Das Äquivalent zu einem Blutgefäßsystem ist in höheren Pflanzen das System der Leitbündel. Es ist nicht als Kreislauf organisiert, sondern ähnelt eher den Straßen einer Stadt, wie sich an Blättern gut erkennen läßt, wo es sich als Adernetz abzeichnet. Im Mikroskop zeigt sich, daß die Zucker transportierenden Elemente der Leitbündel in Wirklichkeit in Längsrichtung aneinandergrenzende Zellen sind. Sie werden Siebelemente genannt, weil die Zellwände zwischen ihnen von zahlreichen Poren durchsiebt sind, durch die ein direkter Durchgang von Zelle zu Zelle möglich ist. In diesen Zellen - und nicht etwa in einem Hohlraum zwischen ihnen - läuft also der Transport des gelösten Zuckers ab. Unbekannt war bisher, wie der Zucker überhaupt aus den zuckerproduzierenden Nachbarzellen in die Siebröhren gelangt und wie es möglich ist, daß er darin die hohe Konzentration von 300 Gramm pro Liter erreicht. Nun wissen die Tübinger Wissenschaftler eine Antwort.

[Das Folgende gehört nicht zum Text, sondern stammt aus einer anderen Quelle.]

PR #700, opened 2017-12-11
PHPC-1027: Introduce classes for deprecated BSON types

derickr:


src/BSON/DBPointer.c
```diff
@@ -0,0 +1,386 @@
...
+
+	php_phongo_dbpointer_init_from_hash(intern, props TSRMLS_CC);
+} /* }}} */
+
+/* {{{ proto string MongoDB\BSON\DBPointer::__toString()
+   Return the DBPointer's namespace string. */
+static PHP_METHOD(DBPointer, __toString)
+{
+	php_phongo_dbpointer_t *intern;
+	char                    *retval;
```
jmikola: Alignment is off by a space here.

src/BSON/DBPointer.c
```diff
@@ -0,0 +1,386 @@
...
+	object_init_ex(return_value, php_phongo_dbpointer_ce);
+
+	intern = Z_DBPOINTER_OBJ_P(return_value);
+	props = Z_ARRVAL_P(array);
+
+	php_phongo_dbpointer_init_from_hash(intern, props TSRMLS_CC);
+} /* }}} */
+
+/* {{{ proto string MongoDB\BSON\DBPointer::__toString()
+   Return the DBPointer's namespace string. */
```
jmikola: "namespace string and ObjectId"

src/BSON/DBPointer.c
```diff
@@ -0,0 +1,386 @@
...
+	retval_len = spprintf(&retval, 0, "[%s/%s]", intern->namespace, intern->oid);
+	PHONGO_RETVAL_STRINGL(retval, retval_len);
+	efree(retval);
+} /* }}} */
+
+/* {{{ proto string MongoDB\BSON\DBPointer::serialize()
+*/
+static PHP_METHOD(DBPointer, serialize)
+{
+	php_phongo_dbpointer_t  *intern;
```
jmikola: Indentation is also off by one space here. Is that an issue for all `php_phongo_dbpointer_t` variables?

tests/bson/bson-dbpointer-jsonserialize-001.phpt
```diff
@@ -0,0 +1,17 @@
+--TEST--
+MongoDB\BSON\Javascript::jsonSerialize() return value (without scope)
```
jmikola: I assume this was copy/pasted prematurely, since `DBPointer::jsonSerialize()` isn't implemented yet (although the other `jsonSerialize()` methods appear to be).

tests/bson/bson-dbpointerinterface-001.phpt
```diff
@@ -0,0 +1,14 @@
+--TEST--
+MongoDB\BSON\JavascriptInterface is implemented by MongoDB\BSON\Javascript
```
jmikola: I don't think we'll need interfaces for any of these deprecated classes.

tests/bson/bson-symbol-compare-001.phpt
```diff
@@ -0,0 +1,17 @@
+--TEST--
+MongoDB\BSON\Symbol comparisons
+--FILE--
+<?php
+
+var_dump(MongoDB\BSON\toPHP(MongoDB\BSON\fromJSON('{ "undefined": {"$symbol": "val1"} }')) == MongoDB\BSON\toPHP(MongoDB\BSON\fromJSON('{ "undefined": {"$symbol": "val1"} }')));
```
jmikola: "undefined" is a curious choice here. Something like "x" or "foo" might be more concise, and not cause any confusion with the actual Undefined type.

Edit: I noticed you used "symbol" in a later test. That certainly works.

tests/bson/bson-symbol-set_state-001.phpt
```diff
@@ -0,0 +1,19 @@
+--TEST--
+MongoDB\BSON\Symbol::__set_state()
+--FILE--
+<?php
+
+var_export(MongoDB\BSON\Symbol::__set_state([
+	'symbol' => "symbolValue",
```
jmikola: Tab alert.

tests/bson/bson-toPHP_error-005.phpt
```diff
@@ -3,9 +3,7 @@ MongoDB\BSON\toPHP(): BSON decoding ignores unsupported BSON types
 --FILE--
 <?php
 $tests = [
-    pack('VCa*xx', 10, 0x06, 'foo'), // undefined
     pack('VCa*xVa*xx12x', 37, 0x0C, 'foo', 11, 'collection'), // DBPointer
```
jmikola: I assume this entire test will ultimately need to be deleted.

tests/bson/bson-symbol-set_state-001.phpt
jmikola: @derickr: I'll see your :-1: and raise you a:

src/BSON/Symbol.c
```diff
@@ -0,0 +1,375 @@
...
+
+ZEND_BEGIN_ARG_INFO_EX(ai_Symbol_unserialize, 0, 0, 1)
+	ZEND_ARG_INFO(0, serialized)
+ZEND_END_ARG_INFO()
+
+ZEND_BEGIN_ARG_INFO_EX(ai_Symbol_void, 0, 0, 0)
+ZEND_END_ARG_INFO()
+
+static zend_function_entry php_phongo_symbol_me[] = {
+	PHP_ME(Symbol, __set_state, ai_Symbol___set_state, ZEND_ACC_PUBLIC|ZEND_ACC_STATIC)
```
jmikola: Does it make sense to implement this method instead of disabling it as we do the constructor?

With this gone, that would leave `unserialize()` as the only way for users to manually create these deprecated objects.  I'm not suggesting we remove `unserialize()`, as folks should be able to round-trip these classes through PHP serialization :)

tests/bson/bson-dbpointer-tostring-001.phpt
```diff
@@ -0,0 +1,14 @@
+--TEST--
+MongoDB\BSON\DBPointer::__toString()
```
jmikola: This implementation appears to be missing. Was it inadvertently removed? I remember seeing a `[%s/%s]` pattern in an earlier PR diff.

Also, should we have a `__toString()` method for Undefined that returns an empty string? That would make it consistent with `(string) null`.

src/BSON/Symbol.c
derickr: Removed the __set_state implementation all together.

src/BSON/DBPointer.c
```diff
@@ -0,0 +1,380 @@
...
+
+	if (zend_parse_parameters_none() == FAILURE) {
+		return;
+	}
+
+	intern = Z_DBPOINTER_OBJ_P(getThis());
+
+	array_init_size(return_value, 2);
+	ADD_ASSOC_STRINGL(return_value, "$ref", intern->ref, intern->ref_len);
+	ADD_ASSOC_STRING(return_value, "$id", intern->id);
```
jmikola: I just realized that the extended JSON spec calls for: `{"$dbPointer": {"$ref": <namespace [3] as a string>, "$id": ObjectId}}` to avoid confusion with DBRef notation. Can we wrap this in an outer array with a `$dbPointer` key?

PR #701, opened 2017-12-12
Test fixes for libmongoc 1.9.0-dev (post rc1)

jmikola:
https://jira.mongodb.org/browse/PHPC-1037

### DIFF
--- a/tests/bulk/bulkwrite-update_error-002.phpt
+++ b/tests/bulk/bulkwrite-update_error-002.phpt
@@ -28,10 +28,10 @@ echo throws(function() use ($bulk) {
 <?php exit(0); ?>
 --EXPECT--
 OK: Got MongoDB\Driver\Exception\InvalidArgumentException
-update document contains invalid key: empty key
+invalid argument for update: empty key
 
 OK: Got MongoDB\Driver\Exception\InvalidArgumentException
-update document contains invalid key: corrupt BSON
+invalid argument for update: corrupt BSON
 
 OK: Got MongoDB\Driver\Exception\InvalidArgumentException
 Invalid key 'z': update only works with $ operators
--- a/tests/manager/manager-executeCommand-004.phpt
+++ b/tests/manager/manager-executeCommand-004.phpt
@@ -1,5 +1,5 @@
 --TEST--
-MongoDB\Driver\Manager::executeCommand() options
+MongoDB\Driver\Manager::executeCommand() options (MONGOC_CMD_RAW)
 --SKIPIF--
 <?php if (getenv("TRAVIS")) exit("skip This currently tails on Travis because it doesn't run 3.6 yet"); ?>
 <?php require __DIR__ . "/../utils/basic-skipif.inc"; ?>
--- a/tests/manager/manager-executeCommand-004.phpt
+++ b/tests/manager/manager-executeCommand-004.phpt
@@ -1,5 +1,5 @@
 --TEST--
-MongoDB\Driver\Manager::executeRawCommand()
+MongoDB\Driver\Manager::executeCommand() options
 --SKIPIF--
 <?php if (getenv("TRAVIS")) exit("skip This currently tails on Travis because it doesn't run 3.6 yet"); ?>
 <?php require __DIR__ . "/../utils/basic-skipif.inc"; ?>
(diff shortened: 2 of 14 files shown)


tests/bulk/bulkwrite-update_error-002.phpt
```diff
@@ -28,10 +28,10 @@ echo throws(function() use ($bulk) {
 <?php exit(0); ?>
 --EXPECT--
 OK: Got MongoDB\Driver\Exception\InvalidArgumentException
-update document contains invalid key: empty key
+invalid selector for update: empty key
```
jmikola: Note: this expected output will need to be changed again once https://github.com/mongodb/mongo-c-driver/pull/472 is merged.

tests/manager/manager-executeCommand-004.phpt
```diff
@@ -0,0 +1,48 @@
+--TEST--
+MongoDB\Driver\Manager::executeCommand() options
```
jmikola: This file was renamed from `manager-executeRawCommand-001.phpt`

tests/manager/manager-executeCommand-004.phpt
```diff
@@ -0,0 +1,48 @@
...
+        echo "Write Concern: ", $command->writeConcern->w, "\n";
+    }
+);
+
+?>
+===DONE===
+<?php exit(0); ?>
+--EXPECTF--
+Read Preference: secondary
+Read Concern: local
```
jmikola: Note: this test currently fails because [CDRIVER-2418](https://jira.mongodb.org/browse/CDRIVER-2418) now ignores the `readConcern` option unless the read flag is set for the command (not done for the raw and write modes). This should be fixed by [CDRIVER-2422](https://jira.mongodb.org/browse/CDRIVER-2422).

tests/apm/monitoring-addSubscriber-001.phpt
```diff
@@ -10,18 +10,18 @@ $m = new MongoDB\Driver\Manager(STANDALONE);
...
-	}
-
-	public function commandSucceeded( \MongoDB\Driver\Monitoring\CommandSucceededEvent $event )
-	{
-	}
-
-	public function commandFailed( \MongoDB\Driver\Monitoring\CommandFailedEvent $event )
-	{
-	}
+    public function commandStarted( \MongoDB\Driver\Monitoring\CommandStartedEvent $event )
```
jmikola: I noticed that some of the newer `executeCommand()` tests were using tabs instead of spaces. A text search turned up many more occurrences, so I've fixed them all in a single commit within this PR.

derickr: I think this is a pointless change. And would rather have seen that in a specific PR, as now it's more difficult to review this as I have to go through all of it.

tests/bulk/bulkwrite-update_error-002.phpt
derickr: Do we care enough about the exact word? I'd be happy if we just just %s for the word "selector"/"argument".

tests/manager/manager-executeCommand-004.phpt
derickr: I had specifically named this to match that PR's changes - where we have Raw, Read, Write, and ReadWrite, so I am not sure if this a good idea.

jmikola: Was this the only occurrence of "Raw" from that PR? I gathered it was more confusing to have a test named in the `class-method` for a method that doesn't exist.

We both know that `executeCommand()` implies `MONGO_CMD_RAW`. Would adding "Raw Command" (or similar) to the test title be a fair compromise?

tests/bulk/bulkwrite-update_error-002.phpt
jmikola: I personally don't care, but without this test we wouldn't have caught the mistake in libmongoc. I don't think libmongoc is going to add tests for all of its error messages, so I'm OK with keeping this around.

tests/manager/manager-executeCommand-004.phpt
jmikola: Just noticed that `manager-executeCommand_error-002.phpt` was added in the same PR and didn't use the "RawCommand" name.

PR #705, opened 2017-12-14
PHPC-1070 and PHPC-1071: Report class name for unexpected object values

jmikola:
https://jira.mongodb.org/browse/PHPC-1070
https://jira.mongodb.org/browse/PHPC-1071

Adds a macro for accessing zval's class or type name, depending on whether it's an object type. This replaces existing ternary statements we had for some BSON exceptions. I've also gone through and updated exceptions where object types are entirely unexpected. Options that expect a BSON document (i.e. array or object) remain unchanged and do not use this macro, as any object type would be accepted.

IMO, this makes the exceptions more helpful and also makes PHPC more consistent with the invalid type exception messages in PHPLIB.

### DIFF
--- a/src/bson-encode.c
+++ b/src/bson-encode.c
@@ -143,24 +143,18 @@ static void php_phongo_bson_append_object(bson_t *bson, php_phongo_bson_flags_t 
 			if (Z_TYPE(obj_data) != IS_ARRAY && !(Z_TYPE(obj_data) == IS_OBJECT && instanceof_function(Z_OBJCE(obj_data), zend_standard_class_def TSRMLS_CC))) {
 				phongo_throw_exception(PHONGO_ERROR_UNEXPECTED_VALUE TSRMLS_CC,
 					"Expected %s::%s() to return an array or stdClass, %s given",
-					Z_OBJCE_P(object)->name->val,
+					ZSTR_VAL(Z_OBJCE_P(object)->name),
 					BSON_SERIALIZE_FUNC_NAME,
-					(Z_TYPE(obj_data) == IS_OBJECT
-						 ? Z_OBJCE(obj_data)->name->val
-						 : zend_get_type_by_const(Z_TYPE(obj_data))
-					)
+					PHONGO_ZVAL_CLASS_OR_TYPE_NAME(obj_data)
 				);
 				zval_ptr_dtor(&obj_data);
 #else
 			if (Z_TYPE_P(obj_data) != IS_ARRAY && !(Z_TYPE_P(obj_data) == IS_OBJECT && instanceof_function(Z_OBJCE_P(obj_data), zend_standard_class_def TSRMLS_CC))) {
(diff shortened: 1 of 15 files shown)


src/bson-encode.c
```diff
@@ -143,24 +143,18 @@ static void php_phongo_bson_append_object(bson_t *bson, php_phongo_bson_flags_t
...
-					)
+					PHONGO_ZVAL_CLASS_OR_TYPE_NAME(obj_data)
 				);
 				zval_ptr_dtor(&obj_data);
 #else
 			if (Z_TYPE_P(obj_data) != IS_ARRAY && !(Z_TYPE_P(obj_data) == IS_OBJECT && instanceof_function(Z_OBJCE_P(obj_data), zend_standard_class_def TSRMLS_CC))) {
 				phongo_throw_exception(PHONGO_ERROR_UNEXPECTED_VALUE TSRMLS_CC,
 					"Expected %s::%s() to return an array or stdClass, %s given",
-					Z_OBJCE_P(object)->name,
+					ZSTR_VAL(Z_OBJCE_P(object)->name),
```
jmikola: Technically, this isn't necessary since we're in PHP 5 mode here, but it reduces some variation between the PHP 5 and 7 blocks. The only real difference in these blocks is that `obj_data` is a `zval *` for PHP 5.

src/bson-encode.c
```diff
@@ -430,22 +424,13 @@ void php_phongo_zval_to_bson(zval *data, php_phongo_bson_flags_t flags, bson_t *
 #endif
 					phongo_throw_exception(PHONGO_ERROR_UNEXPECTED_VALUE TSRMLS_CC,
 						"Expected %s::%s() to return an array or stdClass, %s given",
-#if PHP_VERSION_ID >= 70000
-						Z_OBJCE_P(data)->name->val,
-#else
-						Z_OBJCE_P(data)->name,
-#endif
+						ZSTR_VAL(Z_OBJCE_P(data)->name),
```
jmikola: We could have eliminated the `#if` block much earlier, but I just noticed this.

src/bson-encode.c
```diff
@@ -430,22 +424,13 @@ void php_phongo_zval_to_bson(zval *data, php_phongo_bson_flags_t flags, bson_t *
...
 #if PHP_VERSION_ID >= 70000
-						(Z_TYPE(obj_data) == IS_OBJECT
-							 ? Z_OBJCE(obj_data)->name->val
-							 : zend_get_type_by_const(Z_TYPE(obj_data))
+						PHONGO_ZVAL_CLASS_OR_TYPE_NAME(obj_data)
 #else
-						(Z_TYPE_P(obj_data) == IS_OBJECT
-							 ? Z_OBJCE_P(obj_data)->name
-							 : zend_get_type_by_const(Z_TYPE_P(obj_data))
+						PHONGO_ZVAL_CLASS_OR_TYPE_NAME_P(obj_data)
```
jmikola: Only difference here is that `obj_data` is a `zval *` for PHP 5.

Schon 1993 entdeckte Prof. Frommer mit seiner Gruppe durch genetische Methoden, daß Pflanzen über das Gen für ein Protein verfügen, das Zucker unter Energieverbrauch durch Zellmembranen hindurch befördert. Sie nannten das Protein nach der amerikanischen Bezeichnung für Rohrzucker 'Sucrose Transporter 1', kurz SUT1. Welche Pflanzenzellen dieses Protein aber tatsächlich herstellen und benutzen, war damals noch unklar. Jetzt konnten die Tübinger in Zusammenarbeit mit Laboratorien in Kiel und Washington State (USA) zeigen, daß SUT1-Moleküle in Tabak-, Tomaten- und Kartoffelpflanzen ausschließlich in den Zellmembranen von Siebelementen anzutreffen sind. Jedes SUT1-Molekül arbeitet dort als kleine molekulare Pumpe, die Zucker aus der Umgebung in das Siebelement hineinschafft. Wie existentiell wichtig diese Pumpen für die Pflanzen sind, konnten die Wissenschaftler anhand von Pflanzen beweisen, bei denen sie die Bildung von SUT1 stark verminderten: Diese Pflanzen waren in ihrem Wachstum gehemmt und ihre Blätter zeigten auffällige Veränderungen in Form und Farbe, da sie nicht mehr in der Lage waren, die tagsüber hergestellten Zucker aus den Blättern abzutransportieren.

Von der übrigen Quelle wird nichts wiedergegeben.